- Problem statement -
Lift out each line of the data that holds "rights".

- The data -
Issue #2333, opened 2017-12-10
Suggestion link of items


vtmx:
### Sugestion:
I have a suggestion to add the items of the tables as links, so when clicked go to edit them.

![post-item-with-link](https://user-images.githubusercontent.com/8462885/33807391-65d31e24-ddbd-11e7-9094-8e80480f8983.jpg)

fletch3555:
We welcome PRs for all suggestions.  I wouldn't make the text links, however, but instead just have JS link the whole <tr>

handiwijoyo:
I think we can add an option to convert that text field to link using something like:
```
{
    linkToEdit: true, // or
    linkToRead: true,
}
```

PR #3282, opened 2018-06-07
Add double click function to BREAD row

marijnz0r:
Add a way the user can navigate through the BREAD views. By double
clicking the row, the user goes to the view or edit page, depending
on their rights. To simplify the way to delete a single item, add a
delete button in the browse view if the user has rights to delete it.

Fixes https://github.com/the-control-group/voyager/issues/2333

### DIFF
--- a/resources/views/bread/browse.blade.php
+++ b/resources/views/bread/browse.blade.php
@@ -88,7 +88,7 @@
                                 </thead>
                                 <tbody>
                                 @foreach($dataTypeContent as $data)
-                                    <tr class="js-row" data-id="{{ $data->getKey() }}" >
+                                    <tr class="js-bread-data-row" data-id="{{ $data->getKey() }}" >
                                         @can('delete',app($dataType->model_name))
                                             <td>
                                                 <input type="checkbox" name="row_id" id="checkbox_{{ $data->getKey() }}" value="{{ $data->getKey() }}">
@@ -287,7 +287,7 @@
         $('#delete_modal').modal('show');
     });
 
-    $('tr.js-row').on('dblclick', function (e) {
+    $('tr.js-bread-data-row').on('dblclick', function (e) {
         var doubleClickLocation = "{{lcfirst($dataType->display_name_plural)}}" + "/" + $(this).data('id');
         @can('edit', app($dataType->model_name))
             doubleClickLocation += "/edit";
--- a/resources/views/bread/browse.blade.php
+++ b/resources/views/bread/browse.blade.php
@@ -16,11 +16,11 @@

- Written reply -
on their rights. To simplify the way to delete a single item, add a
delete button in the browse view if the user has rights to delete it.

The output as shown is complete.